I have two internet lines into the house, a primary and a cheaper backup, and for the better part of a year I had been quietly proud of my failover setup. Then the primary line did the worst possible thing, which is not go down, and I discovered my failover didn't.
The primary didn't drop. The link stayed up, the router still had a default route through it, the interface was green. But upstream, somewhere past my modem, something was broken: packets went out and most never came back. From my router's point of view everything was fine. The cable was plugged in, the link light was on, the route was valid. So it cheerfully kept sending all my traffic into a hole.
That's the core lesson. Link state is not connectivity. A WAN interface being "up" tells you the physical and link layers are happy, and tells you nothing about whether you can actually reach the internet. My failover logic was watching the wrong thing. It was watching the cable, not the connection.
The fix is an active health check that proves real reachability, end to end, and crucially does so out of each WAN independently. On my OPNsense box this is the gateway monitoring feature, which pings a target through a specific gateway and watches latency and packet loss. The important detail is the target. You cannot ping your own ISP's gateway, because that's reachable even when the path beyond it is broken, which is exactly the failure I had. You ping something well past it, a public resolver like 1.1.1.1 or 8.8.8.8, pinned to go out of that specific WAN. When loss on the primary crosses a threshold, the gateway is marked down and the routes shift to the backup, link light be damned.
A few things I learned tuning it:
- Bind the monitor target to the gateway, not the route table, or the check will helpfully succeed by going out the other WAN and tell you nothing.
- Pick a threshold with hysteresis. A single dropped ping is not an outage. I went with sustained loss over several seconds before failing over, and a delay before failing back, so a flapping line doesn't flap my whole network with it.

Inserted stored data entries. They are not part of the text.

PR #1323, opened 2016-02-28
Use youtube privacy enhanced player by default

mapkyca:

Changed the default embed url to youtube-nocookie.com

## Here's why I did it:

Privacy is good, plus the current embed would explicitly strip privacy from someone who pastes a no-cookie link.


benwerd:
I had no idea this existed! Cool.

PR #1334, opened 2016-03-01
Strip % characters in slug, closes #1331

### LINKED ISSUE #1331: Slugs allow percentages (and therefore break)
## While trying to do this:

Saving a post that had a % in the title

## I encountered this error:

The % made it to the slug, which of course triggers the browser to think of it as an encoded value, causing the post to be lost and breaking everything.

## Some other notes:

This was reported by a Known Pro user and duplicated by me.

mapkyca:

Stripped % characters in stubs, %encoding should already have been urlencoded.

## Here's why I did it:

Reported problems with % chars in stub


benwerd:
Literally just sat down to do this. Thank you for beating me to it!

mapkyca:
HTH :)

PR #1346, opened 2016-03-06
Completed licensing information for included libs

lcorbasson:
* Added precisions on the BSD licenses.
* Added missing licensing info.

## Here's why I did it:
It makes things clearer for reuse of Known or its components.


benwerd:
Vital. Thank you.

PR #1347, opened 2016-03-07
Unicode slug fix

### LINKED ISSUE #1343: Non-Ascii character in title force "untitled" in permalink
If I use a non-ascii character like for example german umlauts (äöü) in a title the permalink is build with "untitled".

I propose to replace non-ascii characters by a hyphen.

kylewm:

- new unit test for prepareSlug with some simple cases and some umlauts (both inside and outside of the slug length)
- allow % characters when creating the slug; prevents it from converting %C3%BC to C3BC
- specify 'UTF-8' encoding in mb_strtolower

## Here's why I did it:

On some versions of PHP, `mb_strtolower` without a specific converts ü to \343\247, which is some other encoding that breaks everything and erases the slug.

Fixes #1343

### DIFF
--- a/Idno/Common/Entity.php
+++ b/Idno/Common/Entity.php
@@ -627,7 +627,7 @@
                 $slug = preg_replace_callback("/([\p{L}]+)/u", function ($matches) {
                     return rawurlencode(($matches[1]));
                 }, $slug);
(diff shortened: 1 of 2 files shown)


benwerd:
Aha! Explained and fixed before I had even poured my coffee. Thank you yet again @kylewm!

Issue #1352, opened 2016-03-08
IndiePub syndicate-to-expanded property is blank on hosted Known


kylewm:
## While trying to do this:

Fetch `?q=syndicate-to` from the micropub endpoint
## I encountered this error:

syndicate-to looks good, but syndicate-to-expanded is empty, which means Woodwind draws ugly syndication buttons for @kevinmarks:

```
{
    "syndicate-to": [
        "twitter::kevinmarks",
        "facebook::10154585682935425",
        "facebook::863215510399318",
        "facebook::688447421193285",
        "facebook::159878817395294",
        "facebook::36123201464"
    ],
    "syndicate-to-expanded": []
}
```
## Some other notes:

This only seems to affect hosted Known. Tested known.kevinmarks.com and kylewm.withknown.com. Briefly reading the code, I don't even really see how this result is possible as both `Syndication::getServiceAccountStrings` and `Syndication::getServiceAccountData` iterate over the same structure.

benwerd:
I'm guessing this might also affect Convoy users? It's because the account data isn't actually stored on the site, but is registered in the Convoy database / server.

kylewm:
good lord, you'd think I would have remembered that since I wrote that code in IndiePub. thanks Ben.

benwerd:
On my list for today is updating this mechanism (partially so I can get the latest code on withknown.com). Is there something I should be looking at here in the same swoop?

kylewm:
It'd be awesome if there were a way to request the syndication endpoints as JSON from `hub/user/syndication`. I don't think there's quite enough info in the HTML to reconstruct the structured data version of the endpoints.

https://github.com/idno/Known/blob/master/IdnoPlugins/IndiePub/Pages/MicroPub/Endpoint.php#L19

kevinmarks:
did you and @aaronpk converge this? the wiki has multiple suggestions on
how to do this
http://indiewebcamp.com/Micropub-brainstorming#Discovering_Supported_Syndication_Targets

kylewm:
@kevinmarks nope, I'm just using what Known gives me which is the "syndicate-to-expanded" bit from that document.

benwerd:
Reproduced and confirmed that the data isn't trickling down from the hub (although locally-saved account data, like webhook data, is).

kevinmarks:
so, what can I do to mitigate this? anything? my woodwind buttons are still ugly

kylewm:
[...]

PR #1357, opened 2016-03-10
IndiePub needs to call static function as static

mapkyca:

Call to findUserForToken() should be static, otherwise it's undefined.

## Here's why I did it:

It should be static.

Possibly related to #1352


kylewm:
:+1: Whoa, how did that ever work! This will probably fix an issue @rmendes was having with Micropub from Woodwind too (that we have since worked around, but will be nice to have a proper fix)

PR #1367, opened 2016-03-15
ignore webmentions where the source is a feed

### LINKED ISSUE #1358: inexistent Reply notifications to my own post ? what's the point??
## While trying to do this:
I post something new at my site https://www.rmendes.net/2016/why-do-i-get-reply-notifications-from-withknown-on-pages
## I encountered this error:
then i get several notifications that I replied to my own post, when I didn't & nothing show replies under the aforementioned post in the notification area.
screenshot_70

## Some other notes:
Notice that notifications reply are about a static page on the same site that I would never reply to
I'm not even sure where this is coming from.  European Politics and Belgian Politics are 2 static pages running a rebelmouse aggregation on these 2 topics.

kylewm:

- add unit tests for `Entity::addWebmentions`
- examine incoming webmention source to see if it looks like a feed (has > 1 h-entry)
- discard webmentions from pages that look like feeds
- refactored Entity::addWebmentionItem to remove duplicate code for parsing h-cards

## Here's why I did it:

If you send a webmention to yourself wtih `source=http://yoursite.com/` and `target=http://yoursite.com/2016/a-permalink`, it currently sends yourself a reply from every post on the feed to that target, which looks crazy (see #1358 for screenshots)

fixes #1358

### DIFF
--- a/Idno/Common/Entity.php
+++ b/Idno/Common/Entity.php
@@ -1612,7 +1612,7 @@
              *
              * @param string $source The source URL
              * @param string $target The target URL (i.e., the page on this site that was pinged)
-             * @param string $source_content The source page's HTML
+             * @param array $source_content The Webservice response from fetching the source page
              * @param array $source_mf2 Parsed Microformats 2 content from $source
              * @return bool Success
              */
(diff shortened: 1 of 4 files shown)


rikmendes:
i'm just waw :)

Issue #691, opened 2015-01-08
Known needs a queue


benwerd:
A queue system will improve processing of:
- syndication
- outgoing webmentions
- incoming webmentions

This will make the platform faster and more resilient overall.

However, most self-hosted users won't technically be able to use queues. Therefore, I'm tempted to create an interface that _allows_ you to use your own local queue server, but also can use our infrastructure, in case you're on a host that doesn't support this.
##

mapkyca:
<a href="" class="u-in-reply-to"></a><a href="https://github.com/idno/idno/issues/691" class="u-in-reply-to"></a>Aye... just define the interface, have the an implementation which implements it synchronously, but have dispatchers for things like amazon's messaging server thingy etc....

Phyks:
Hmm, what would be the behaviour of such a queue system ? As I understood it so far, it could be a local queue, in local database, of outgoing queries that could not be processed, to process them once again in the future.

But your remark about self-hosting seems to imply that it should be running on another server, a bit on a CDN model?

mapkyca:
<a href="" class="u-in-reply-to"></a><a href="https://github.com/idno/Known/issues/691" class="u-in-reply-to"></a>So, for syndication and outgoing webmentions, I think it might be useful (especially if withknown.com provided a hosted service, as has previously been discussed), to bake in some techniques to mitigate mass interception (as, I have mentioned before, is IETF best practice now)

We have previously discussed as part of #203, that it might be advantageous to use some techniques to obfuscate a user's social graph, since this is often more valuable to an attacker than message content and is harder to protect (should be noted that it is still possible to extract, but it's just not as easy). We could, for example, route mentions over tor etc.

Trouble is, if you're watching that network, you can perform statistical analysis based on the traffic being sent - size of packet, time it arrived, etc. This is called a confirmation attack.

[...]

PR #1391, opened 2016-03-29
add a Queue interface and default (sync) implementation

kylewm:

Add a Queue interface and default (sync) implementation. Move some events (webmentions, PuSH ping, syndication) to the queue first.

## Here's why I did it:

- allow some events to send to a queue instead of triggering immediately
- EventQueue is super generic to hopefully allow experimentation, avoid
  specifying exactly how a queue dispatcher should work

This PR continues my thought process from #691, I don't necessarily need it merged so much as I wanted to continue the conversation... FWIW, I have a proof of concept plugin that uses Gearman running locally, but it might be a little while before I can release it.

### DIFF
--- a/Idno/Common/Entity.php
+++ b/Idno/Common/Entity.php
@@ -1677,10 +1677,9 @@
                         $this->save();
 
                         if ($return && $this->isReply()) {
-                            $webmentions = new Webmention();
                             if ($reply_urls = $this->getReplyToURLs()) {
                                 foreach ($reply_urls as $reply_url) {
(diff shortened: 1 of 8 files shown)


rikmendes:
could this be in some way a future Buffer like queuing system, i'm thinking Syndicate Elsewhere later, even if I do publish the post.

kylewm:
woo! I should mention I have a draft async queue implementation here:

https://github.com/kylewm/KnownSimpleQueue

It stores jobs in the regular datastore, and executes them via the `worker.php` worker running in an external process.

PR #1395, opened 2016-04-07
bugfix: check that ContentType is not false before inspecting it

### LINKED ISSUE #1394: Call to a member function getEntityClass() on boolean
## While trying to do this:
Editing an existing page for a typo/modification
## I encountered this error: (when saving the page)
Fatal error: Call to a member function getEntityClass() on boolean in /rmendes.net/Idno/Core/PubSubHubbub.php on line 253
Oh no! Known experienced a problem!

Known experienced a problem with this page and couldn't continue. The technical details are as follows:

Fatal Error: /rmendes.net/Idno/Core/PubSubHubbub.php:253 - "Call to a member function getEntityClass() on boolean", on page www.rmendes.net/pages/my-cv
## Some other notes:
I can confirm this happens when saving the page. 
the page get saved even though the crash bug happens without returning 
to the site when saving finished. 
screenshot_116

kylewm:

Check that $entity->getContentType() returns something before trying to access it.

## Here's why I did it:

$entity->getContentType() returns false or StaticPage entities.

Fixes #1394

### DIFF
--- a/Idno/Core/PubSubHubbub.php
+++ b/Idno/Core/PubSubHubbub.php
@@ -250,7 +250,7 @@
                     $homepage_types   = \Idno\Core\Idno::site()->config()->getHomepageContentTypes();
                     $type_in_homepage = false;
                     if ($object instanceof Entity) {
-                        if (in_array($object->getContentType()->getEntityClass(), $homepage_types)) {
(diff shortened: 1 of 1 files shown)


benwerd:
👍  it'll probably return false on more in the future.

PR #111, opened 2015-07-16
Fix zxcvbn version in bower file

afiore:
This fixes a regression whereby the password strength indicator failed to load. The regression was caused by a recent release of  the zxcvbn library which wouldn't play well with RequireJS.

Investigated and solved in collaboration with @davidrapson


davidrapson:
:+1:

PR #112, opened 2015-07-16
Update configuration so PROD points to UAT endpoints

jennysivapalan:
A repeat of #102 . I've done some more testing and uploaded the config again so going to give this a whirl. :dash:


app/services/CheckoutService.scala
```diff
@@ -39,12 +40,26 @@ class CheckoutService(identityService: IdentityService, salesforceService: Sales
         identityService.registerGuest(subscriptionData.personalData)
       }
 
+    userOrElseRegisterGuest.onComplete(t => Logger.info("userOrElseRegisterGuest result "+t))
```
tudorraul: is this logging statement still needed? If so, perhaps we should put a more descriptive message.

jennysivapalan: No sorry - I should close the PR. This was me debugging all morning.

jennysivapalan:
Still doesn't work but mainly because Zuora is being slow to respond.

app/services/CheckoutService.scala
```diff
@@ -39,12 +40,26 @@ class CheckoutService(identityService: IdentityService, salesforceService: Sales
...
-      subscribeResult <- zuoraService.createSubscription(memberId, subscriptionData)
+      memberId <- {
+        val mi = salesforceService.createOrUpdateUser(subscriptionData.personalData, userData.id)
+        mi.onComplete(t => Logger.info("salesforce result "+t))
+        mi
+      }
+      subscribeResult <- {
+        val sr = zuoraService.createSubscription(memberId, subscriptionData)
+        sr.onComplete(t => Logger.info("zuora result " + t))
+        sr
```
tudorraul: are these logging statement still needed? if so this pattern can be simplified by using a map that does logging and returns the original object.

app/services/CheckoutService.scala
```diff
@@ -39,12 +40,26 @@ class CheckoutService(identityService: IdentityService, salesforceService: Sales
...
+      }
     } yield {
+      Logger.info(s"Identity user : ${userData.id}")
+      Logger.info(s"Salesforce user: ${memberId.salesforceContactId}")
+      Logger.info(s"Zuora: ${subscribeResult.id}")
```
tudorraul: loggings need?

PR #116, opened 2015-07-16
Refactor Digital pack layout

davidrapson:
This PR refactors the digital pack template to bring it in line with the rest of the site in terms of patterns and layout, and fixes some rendering issues.

- Extends page to widest breakpoint, avoids slowly increasing page-width as you go through the flow
- Uses common design patterns rather than unique styles for this template
- Models the benefits to avoid markup repetition
- Actually works in IE 9

screen shot 2015-07-16 at 12 45 01
screen shot 2015-07-16 at 12 45 06

**IE 9 before**
screen shot 2015-07-16 at 12 46 56

**IE 9 after**
screen shot 2015-07-16 at 12 46 32

@tudorraul @jennysivapalan


jennysivapalan:
:+1: :game_die:

PR #117, opened 2015-07-16
Use ScalaTest's whenReady instead of Await when testing futures

ostapneko:
The checkout service tests where using Await and were also causing timeouts in CI.

This PR

  1. Increase the timeout to avoid new failures
  1. Uses the ScalaTest `Futures` trait to handle future results instead of `Await`

### DIFF
--- a/test/services/CheckoutServiceSpec.scala
+++ b/test/services/CheckoutServiceSpec.scala
@@ -6,24 +6,28 @@ import com.gu.membership.zuora.soap.Zuora.{Authentication, SubscribeResult}
 import model.zuora.SubscriptionProduct
 import model.{PaymentData, PersonalData, SubscriptionData}
 import org.scalatest.FreeSpec
-import services.CheckoutService.CheckoutResult
+import org.scalatest.concurrent.{Futures, ScalaFutures}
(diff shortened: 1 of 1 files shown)


test/services/CheckoutServiceSpec.scala
```diff
@@ -5,24 +5,28 @@ import com.gu.membership.salesforce.{BasicMember, MemberId}
...
 
-class CheckoutServiceSpec extends FreeSpec {
+class CheckoutServiceSpec extends FreeSpec with Futures with ScalaFutures {
+  implicit override val patienceConfig =
+    PatienceConfig(timeout = scaled(Span(10, Seconds)), interval = scaled(Span(50, Millis)))
 
-  def makeIdentityService(onUserUpdate: => Unit = {}): IdentityService=
+  class UpdateFlag(var updated: Boolean = false)
+
+  def makeIdentityService(updateFlag: UpdateFlag): IdentityService=
```
afiore: The `updateFlag` argument could probably have a default; this would make the tests a bit more dry

afiore:
:+1: Looks good, needs rebasing though

PR #114, opened 2015-07-16
display subscription name on the checkout confirmation page

tudorraul:
### Before 
screen shot 2015-07-16 at 11 50 00

### After
screen shot 2015-07-16 at 11 47 54

PR #118, opened 2015-07-16
fix tests and build

tudorraul:


rtyley:
This is to fix the break included in https://github.com/guardian/subscriptions-frontend/pull/114 ?

rtyley:
:+1: once we've seen the build succeed!

PR #120, opened 2015-07-16
Account number server-side validation

tudorraul:
:hammer:


tudorraul:
waiting for further details

PR #121, opened 2015-07-16
Subscribe options

davidrapson:
Update subscribe pages to:

- Use links instead of forms
- Model subscription details rather than having large views
- All actions can now be cached

Updated functional tests as we are now using plain links instead of a form.

screen shot 2015-07-16 at 16 34 06

@rtyley @TesterSpike


afiore:
:+1: Well done for simplifying both controller and view code. I find that `model.SubscriptionDetails` and `model.SubscriptionOptions` could be modelled a bit better in terms of types (e.g. strings used for numerical values), but given that we have no logic relying on them other than rendering in the view is probably all right.

davidrapson:
@afiore Cheers. Yeah I wanted to take this a bit further (not a big fan of `packageType` and `method` being strings, but wanted to limit the scope a little bit.

davidrapson:
@afiore @rtyley Pushed even more into the model and changed the prices to numerical values. Mind taking another look?

app/views/shipping/shipping.scala.html
```diff
@@ -0,0 +1,57 @@
...
+            <ol class="steps">
+                @for(step <- subscription.steps) {
+                    <li class="steps__item">@step</li>
+                }
+            </ol>
+        </section>
+
+        <section class="section-slice">
+
+            @if(subscription.insideM25) {
```
davidrapson: I'd love to be able to do this based on whether the `subscription` is a `CollectionSubscriptionProduct` or a `DeliverySubscriptionProduct` but I couldn't work out how to do that. @rtyley

afiore: I guess what you are trying to do is to reuse the markup while parameterising the different values. You could do that by defining a [function](https://www.playframework.com/documentation/2.2.x/ScalaTemplates#Declaring-reusable-blocks) within your view

```scala
@displayProduct(sp: SubscriptionProduct) = {
  val x = if (sp.insideM25) "a" else "b"
  <div>
    <span x="$x">
  </div>

} 
```
However, looks a bit overkill given that we repeat the same block on once and within the same file.

davidrapson: Yeah, less concerned about the repetition of markup (I think that's fine), just about what the if statement was. Not a big thing though.

TesterSpike:
:+1:

davidrapson:
@afiore These additional changes look OK to you?

afiore:
:+1: fine by me

PR #123, opened 2015-07-16
Add git commit hooks for CSS/JS linting

davidrapson:
Add git commit hooks for CSS/JS linting, helps catch syntax errors early rather than in a build. Will need to run `setup.sh` again to copy the hooks over.

@tudorraul @rtyley


tudorraul:
:+1:

PR #126, opened 2015-07-17
Billing frequency with call to fetch product changes

jennysivapalan:
A repeat of #92 but we've change the call to fetch products to happen after a successful authentication to Zuora. https://github.com/guardian/subscriptions-frontend/commit/22a626e8a3958cccd7362a58a32d32e793f2c955

@rtyley could you give a quick look over https://github.com/guardian/subscriptions-frontend/commit/22a626e8a3958cccd7362a58a32d32e793f2c955 the rest of the PR was signed off as working okay by @TesterSpike on #92


rtyley:
In order to unblock this story, go ahead and merge it, but it really is using [a really nasty hack](https://github.com/guardian/subscriptions-frontend/commit/22a626e8a3958cccd7362a58a32d32e793f2c955#commitcomment-12227046) which I really don't want to see used in any code again! I'll try to get round to doing an alternative implementation when I can - I realise it is a tricky problem.

PR #128, opened 2015-07-20
Clean up password.js

davidrapson:
- Add to pattern library
- Remove from unneeded `components/` directory
- As we just pull out the actual DOM nodes anyway to use with `zxcvbn`, we can remove the need for `bean` or `$` here

password-strength mov

@afiore 

As an aside is there any reason we set a limit of `20` characters for passwords? @jennysivapalan


afiore:
:+1:

PR #129, opened 2015-07-20
Form semantic improvements

davidrapson:
- Fieldset titles should be `<legend>`s
- Move `errorMessage` out of views/ and into fragments, because it's,
  erm, a fragment
- Fix option styling for checkboxes  (classnames had changed)

@tudorraul @afiore


afiore:
:+1:

PR #130, opened 2015-07-20
Term start date should match ContractAcceptanceDate for the Subscribe call to Zuora

tudorraul:


tudorraul:
cc @jennysivapalan

jennysivapalan:
:+1:

PR #428, opened 2018-11-22
Add player renaming

mheguy:
Players can be renamed via command (self or admin-targeted) or on player creation. (configurable)
Names are generated randomly by assembling adverb + adjective + noun from the 3 tables in naming_words.lua. Currently there are 329,280 possible names.

I *think* I covered all the bases to avoid nasty situations:

\- Store used silly names to avoid duplicates
\- Reset silly names in case the table gets too full

\- Store a player's actual name in a global table
\- Add function to get player's actual name
\- Add function to get player ID (for purposes of banning, etc)

Sincerely,
Miserably Quaint Snowball


control.lua
```diff
@@ -28,6 +28,7 @@ require 'features.free_item_logging'
 require 'features.nuke_control'
 require 'features.player_colors'
 require 'features.reactor_meltdown'
+require 'features.silly_player_names'
```
linaori: With this feature being eagerly loaded, all scenarios will receive this in memory, even when it's not used.

linaori (commented):
How does banning work with this?

linaori:
I just remembered, this will not work with the notification system due to spaces in names I fear

mheguy:
I'll change to underscores and that should remove any potential issues that spaces might bring

linaori:
Would dashes work? I know dots would 🤔

mheguy:
Do you foresee an issue with underscores?

mheguy:
CamelCaseForTheWin!

linaori:
No, it's just a matter of picking a preferred word separator. I'm sure there are more alternatives 😄 

```
Miserably_Quaint_Snowball
MiserablyQuaintSnowball
Miserably.Quaint.Snowball
Miserably-Quaint-Snowball
Miserably/Quaint/Snowball
Miserably,Quaint,Snowball
Miserably<&nbsp;>Quaint<&nbsp;>Snowball
```

Jayefuu:
This is for one off use for the Christmas themed maps....? Or what? Will it still show their usual name after the three words?

mheguy:
This was written with the winter holidays in mind, but as much as possible, I try to write things to be open for use in multiple contexts. So for example with a bit of tweaking we could enable halloween names or dwarf names for diggy or valentines or really any set of names.

All that has to be worked on is basically getting words into categories.
Like `common` words and `winter holiday` words and `dwarf` words.
Maybe I'll change the tables around to use a tagging system.

This will actually change people's names. It introduces the command `/name-check` to find a person's "real" name, and a command to find a player's index. It also shows admins the index of players changing their names (since, for example, you can jail based on index). Players can `/name-roll` themselves a new name or admins can `/name-roll target`, and lastly anyone can `/name-restore` to get their boring old username back.

Jayefuu:
I think you should append their username to the end of the 3 words, in brackets maybe. It's going to be really annoying not knowing who is who as I associate different levels of competency, friendlyness, etc with each player nickname so would want to continue to see who is who.

Valansch (changes requested):
Logo

mheguy:
I hear you Jay, but I think we can give this a single run and see if it works or has issues. If it seems too confusing we can add the player's name or just re-think the naming scheme to incorporate the players' names.

Valansch (approved):

Issue #426, opened 2018-11-22
Error when using console on new server inteface


mheguy:
427.329 Script @/factorio/2/temp/currently-playing/utils/event.lua:22: /factorio/2/temp/currently-playing/utils/game.lua:21: bad argument #2 to '__index' (string expected, got nil)

Arises from sending text from the server console into the game.

Valansch:
I saw that too, not sure wahts causing it the error msg is not helpful. Needs investigating!

mheguy:
It's coming from chat_triggers

PR #431, opened 2018-11-22
Fix null ref (event.player_index nil if server)

mheguy:


Valansch:
Good stuff good stuff

Valansch:
closes #426

SimonFlapse (approved):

- Test it for real. Don't unplug the cable, because that's the failure mode that already worked. Block the monitor target upstream, or null-route it, and watch whether failover actually triggers. Mine didn't, the first time, which is the entire reason this post exists.
After all that it now does the thing it always claimed to do. When the primary goes grey rather than dark, the box notices within a few seconds, swings everything onto the backup, and swings it back once the primary has been healthy for a minute. The link light, it turns out, was never the point.